En 2005
Belot par k.o.
Constantin Belot (4/6, Bourgogne) a conquis son premier titre de champion de France. En finale, face à son camarade du Pôle France de Poitiers et tête de série n°1, Adrien Puget (3/6, Guyenne), touché à la cuisse gauche pendant le match, il s'est imposé 2/6, 6/2, 6/3.
Sitôt sorti du court, Constantin Belot avait du mal à réaliser la portée de sa victoire. Il faut dire qu'elle avait un goût particulier parce qu'il l'avait obtenue face à un ami blessé à la cuisse gauche à partir de la fin du deuxième set.

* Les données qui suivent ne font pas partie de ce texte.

PR #186, opened 2024-11-11
Remove image segmentation duplicates

akansha1812:
Reuse demo/image-segmentation functions in /demo/lightning/image-segmentation.
- unet3d.py
- losses.py
- layers.py is part of unet3d.py
- pytorch/get_train_transforms 
- pytorch/RandBalancedCrop

Tested complete run for /demo/lightning/image-segmentation/train.py. Tested imports for demo/image-segmentation/train.py.


awonak (approved):

setup.py
```diff
@@ -13,7 +13,7 @@
     packages=[
         "dataflux_core", "dataflux_pytorch", "dataflux_pytorch.lightning",
         "dataflux_pytorch.multipart_upload", "demo.lightning.text_based",
-        "demo.lightning.checkpoint.multinode"
+        "demo.lightning.checkpoint.multinode","demo.image_segmentation"
```
MattIrv, line 16: Maybe not for this PR but I'm not sure the demo code actually needs to be included here. Do things break if we remove it?

MattIrv (approved):

setup.py
MattIrv: Can we just use `-m`? In general we should be using `-m`

akansha1812: I think we can do that. Along with Kokoro we have to update some of the readme too. 
I'll create a new PR to remove demo from setup.py

abhibyreddi (approved):

setup.py
akansha1812: Resolving the comment for now.

PR #190, opened 2024-11-13
Update README with more async details

awonak:
Add clarification to main README on the different types of async checkpoint save support & demo code.


Yash9060 (approved):

README.md
```diff
@@ -178,9 +178,11 @@ Note that saving or restoring checkpoint files will stage the checkpoint file in
...
+PyTorch Lightning Singlenode - Our lightning checkpointing implementation has built-in support for the experimental [AsyncCheckpointIO](https://lightning.ai/docs/pytorch/stable/api/lightning.pytorch.plugins.io.AsyncCheckpointIO.html#asynccheckpointio) featureset. This is an optimzation that allows for non-blocking `save_checkpoint` calls during a training loop. For more details on our support for this feature please see the [checkpoint README](https://github.com/GoogleCloudPlatform/dataflux-pytorch/tree/main/demo/lightning/checkpoint/singlenode#using-asynccheckpointio). This lightning feature is only supported for single-node executions.
 
-To allow for asyncronous saves with multinode executions we utilize PyTorch's [Async Distributed Save](https://pytorch.org/tutorials/recipes/distributed_async_checkpoint_recipe.html) to allow for similar non-blocking checkpoint operations. This implementation can be found [here](https://github.com/GoogleCloudPlatform/dataflux-pytorch/blob/main/demo/lightning/checkpoint/multinode/strategies.py#L99).
+PyTorch Singlenode - TODO
```
MattIrv, line 183: If this is going to be checked in now, let's remove this from the readme until it's ready

README.md
```diff
@@ -178,9 +178,11 @@ Note that saving or restoring checkpoint files will stage the checkpoint file in
...
+PyTorch Lightning Singlenode - Our lightning checkpointing implementation has built-in support for the experimental [AsyncCheckpointIO](https://lightning.ai/docs/pytorch/stable/api/lightning.pytorch.plugins.io.AsyncCheckpointIO.html#asynccheckpointio) featureset. This is an optimzation that allows for non-blocking `save_checkpoint` calls during a training loop. For more details on our support for this feature please see the [checkpoint README](https://github.com/GoogleCloudPlatform/dataflux-pytorch/tree/main/demo/lightning/checkpoint/singlenode#using-asynccheckpointio). This lightning feature is only supported for single-node executions.
```
MattIrv, line 181: nit: Here and below, "single-node" and "multi-node" not "singlenode" or "multinode"

README.md
```diff
@@ -178,9 +178,11 @@ Note that saving or restoring checkpoint files will stage the checkpoint file in
...
 
-To allow for asyncronous saves with multinode executions we utilize PyTorch's [Async Distributed Save](https://pytorch.org/tutorials/recipes/distributed_async_checkpoint_recipe.html) to allow for similar non-blocking checkpoint operations. This implementation can be found [here](https://github.com/GoogleCloudPlatform/dataflux-pytorch/blob/main/demo/lightning/checkpoint/multinode/strategies.py#L99).
+PyTorch Singlenode - TODO
+
+PyTorch Multinode - To allow for asyncronous saves with multinode executions we utilize PyTorch's [Async Distributed Save](https://pytorch.org/tutorials/recipes/distributed_async_checkpoint_recipe.html) to allow for similar non-blocking checkpoint operations. This implementation can be found [here](https://github.com/GoogleCloudPlatform/dataflux-pytorch/blob/main/demo/lightning/checkpoint/multinode/strategies.py#L99).
```
MattIrv, line 185: I wouldn't recommend linking directly to the implementation here, but rather to whatever demo code we have that shows how to use it.

awonak: Currently we have an example usage in our benchmark folder path. Do you think it would be better to move this into our demo folder path, or is it okay as is?

MattIrv: It depends, is it really a benchmark or is it more of a demo? We could also link to the code library that we provide for this, it's just that the current link is to an internal implementation of a specific method and not the actual library code that users will use.

awonak: I have updated this paragraph to reference both the class for implementation and a reference to the `train_async_save.py` script for usage.

abhibyreddi (approved):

Comme aux Petits Ducs à Dijon et aux Espoirs Poitou-Charentes à Iteuil, Belot et Adrien Puget se sont retrouvés en finale. En ces deux occasions, le sociétaire de l'AS Haillan avait imposé sa puissance redoutable, lui qui mesure déjà 1,79 m à 14 ans.
La revanche de Belot
Joueur au tempérament offensif, doté d'un joli revers à une main et surtout d'un service et d'un coup droit percutants, Constantin n'avait alors pas su comment résister. Battu en deux sets à chaque fois (6/4, 6/3 et 6/2, 7/6), il a pris sa revanche sur la terre battue de Roland-Garros. Pourtant, il en semblait loin à la fin du premier set. Repoussé par les coups lourds de son adversaire, notamment en coup droit, Belot accumule les fautes en début de partie pour perdre cette manche 6/2.

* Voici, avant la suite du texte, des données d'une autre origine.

PR #198, opened 2024-11-15
LLAMA2 Simulated version

Yash9060:
Fixes b/378909790 
I have added a doc in the above issue which describes at how I calculated the correct size for each model. 

There is lot of code duplication between multinode/simulated demo/benchmarks. I will raise a follow up PR to move all the code into common directory and re-use it everywhere.

I will also update documentation on how to run benchmark code in follow up PR. 

Also removed certain piece of code from benchmark/simulated/benchmark.py which I accidentally checked in an earlier PR. 

- [X] Tests pass


dataflux_pytorch/benchmark/checkpointing/simulated/llama2.py
```diff
@@ -0,0 +1,119 @@
...
+        print(f"Time taken to save checkpoint:\
+                {statistics.mean(save_checkpoint_times):.4f} seconds (stdev {statistics.stdev(save_checkpoint_times):.4f})"
+              )
+        print(f"All save times: {save_checkpoint_times}")
+        print(f"Time taken to load checkpoint:\
+                 {statistics.mean(load_checkpoint_times):.4f} seconds (stdev {statistics.stdev(load_checkpoint_times):.4f})"
+              )
+        print(f"All load times: {load_checkpoint_times}")
+
+        tensor_size_per_instance = sum(v.element_size() * v.numel()
```
jdnurme, line 92: nit: Should probably call this "total_data_volume" or something indicating its summing all tensors, not just the size of a single tensor.

dataflux_pytorch/benchmark/checkpointing/simulated/llama2.py
```diff
@@ -0,0 +1,119 @@
...
+                                       for v in state_dict.values())
+        total_size_bytes = tensor_size_per_instance * world_size
+
+        print(f"Size of distributed tensors (rank {rank}):\
```
jdnurme, line 96: this shouldn't be gated behind `if rank == 0`

dataflux_pytorch/benchmark/checkpointing/simulated/llama2.py
```diff
@@ -0,0 +1,119 @@
+import os
+import socket
+import statistics
+import time
+
+import torch
+import torch.distributed as dist
+
+from demo.lightning.checkpoint.simulated.llama2 import (
```
jdnurme, line 9: This doesn't need to be addressed here, but we should probably restructure our imports such that benchmark doesn't import directly from "demo" or vice versa. Imports probably need to be structured into a "components" or "building_blocks" location outside of both.

demo/lightning/checkpoint/simulated/llama2.py
```diff
@@ -0,0 +1,289 @@
...
+    os.environ['MASTER_ADDR'] = MASTER_ADDR
+    os.environ['MASTER_PORT'] = MASTER_PORT
+    dist.init_process_group("gloo", rank=rank, world_size=world_size)
+
+
+def cleanup() -> None:
+    dist.destroy_process_group()
+
+
+def time_checkpoint_operation(benchmark_strategy: BenchmarkStrategy,
```
jdnurme, line 182: Out of scope for this CL, but in the future we can save a lot of duplicate code if we use a timer decorator function defined in a single location and used on each method with `@timer_function`

demo/lightning/checkpoint/simulated/llama2_utils.py
```diff
@@ -0,0 +1,161 @@
...
+        add_adamw_states(state_dict, prefix, 'ff.w2',
+                         (hidden_dim, intermediate_dim), empty)
+        add_adamw_states(state_dict, prefix, 'ff.w3',
+                         (intermediate_dim, hidden_dim), empty)
+
+        # FFN norm AdamW states
+        add_adamw_states(state_dict, prefix, 'ffn_norm', (hidden_dim, ), empty)
+
+
+def create_llama2_state_dict(world_size: int,
```
jdnurme, line 115: We may want to specify in a comment or in function name that this is generating distributed weights according to the FSDP style split, where each node does only gets a `1/world_size` volume of data.

demo/lightning/checkpoint/simulated/llama2.py
```diff
@@ -0,0 +1,289 @@
...
+        print(f"Time taken to load checkpoint:\
+                 {statistics.mean(load_checkpoint_times):.4f} seconds (stdev {statistics.stdev(load_checkpoint_times):.4f})"
+              )
+        print(f"All load times: {load_checkpoint_times}")
+
+        tensor_size_per_instance = sum(v.element_size() * v.numel()
+                                       for v in state_dict.values())
+        total_size_bytes = tensor_size_per_instance * world_size
+
+        print(f"Size of distributed tensors (rank {rank}):\
```
jdnurme, line 256: This probably shouldn't be behind `if rank == 0:`

demo/lightning/checkpoint/simulated/multiprocessing_train.py
```diff
@@ -220,6 +220,7 @@ def time_checkpoint_operation(benchmark_strategy: BenchmarkStrategy,
         if i % world_size == rank:
             template_state_dict[f'dummy_tensor_{i}'] = torch.empty(
                 tensor_size, 1000)
+
```
jdnurme, line 223: was this change meant to sneak in here?

jdnurme (approved):

dataflux_pytorch/benchmark/checkpointing/simulated/llama2.py
Yash9060: Ack

dataflux_pytorch/benchmark/checkpointing/simulated/llama2.py
Yash9060: Any specific reason for printing this from all the nodes ? I mean I understand that  every node prints it's own size information, which may not be exactly equal but the size is approximately similar and shouldn't be a big deal right ?

demo/lightning/checkpoint/simulated/llama2.py
Yash9060: Ack

demo/lightning/checkpoint/simulated/llama2.py
Yash9060: Same as above

demo/lightning/checkpoint/simulated/multiprocessing_train.py
Yash9060: Removed

demo/lightning/checkpoint/simulated/llama2_utils.py
Yash9060: Done

dataflux_pytorch/benchmark/checkpointing/simulated/llama2.py
```diff
@@ -0,0 +1,119 @@
...
+
+
+def main() -> None:
+    world_size = int(os.getenv("WORLD_SIZE"))
+    project = os.getenv("PROJECT")
+    ckpt_dir_path = os.getenv("CKPT_DIR_PATH")
+    sample_count = int(os.getenv("SAMPLE_COUNT", 8))
+    use_fsspec = os.getenv("USE_FSSPEC",
+                           "False").lower() in ("true", "1", "yes")
+    model_parameter_size = os.getenv("MODEL_PARAMATER_SIZE")
```
awonak, line 112: nit: Consider making the model parameter sizes a tuple defined in llama2_utils which can be used for validation here and also with args.choices for the demo. This will help validate input sooner and help with documentation.

awonak (approved):
Nice work, thanks for the additional documentation and links to articles for context!

dataflux_pytorch/benchmark/checkpointing/simulated/llama2.py
Yash9060: For now, I think I want to keep all the variables limited to single file, instead of splitting them across llama2 and llama2_utils

dataflux_pytorch/benchmark/checkpointing/simulated/llama2.py
Yash9060: Changed it to local_tensor_size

Mais Puget a du mal à repartir au combat. La chaleur extrême qui règne sur Paris l'accable. Rapidement, il est mené 4-0. A 4-1 contre lui, le joueur de l'AS Haillan efface un break de retard. Malheureusement pour lui, dans ce jeu, pris à contre pied par une jolie volée de coup droit de Belot, il se blesse à la cuisse gauche. A 5-2, le kiné lui bande la cuisse. Handicapé, Puget se déplace très difficilement, et le joueur de l'USO Nevers égalise tranquillement à un set partout d'un coup droit gagnant (6/2).
"C'est bizarre"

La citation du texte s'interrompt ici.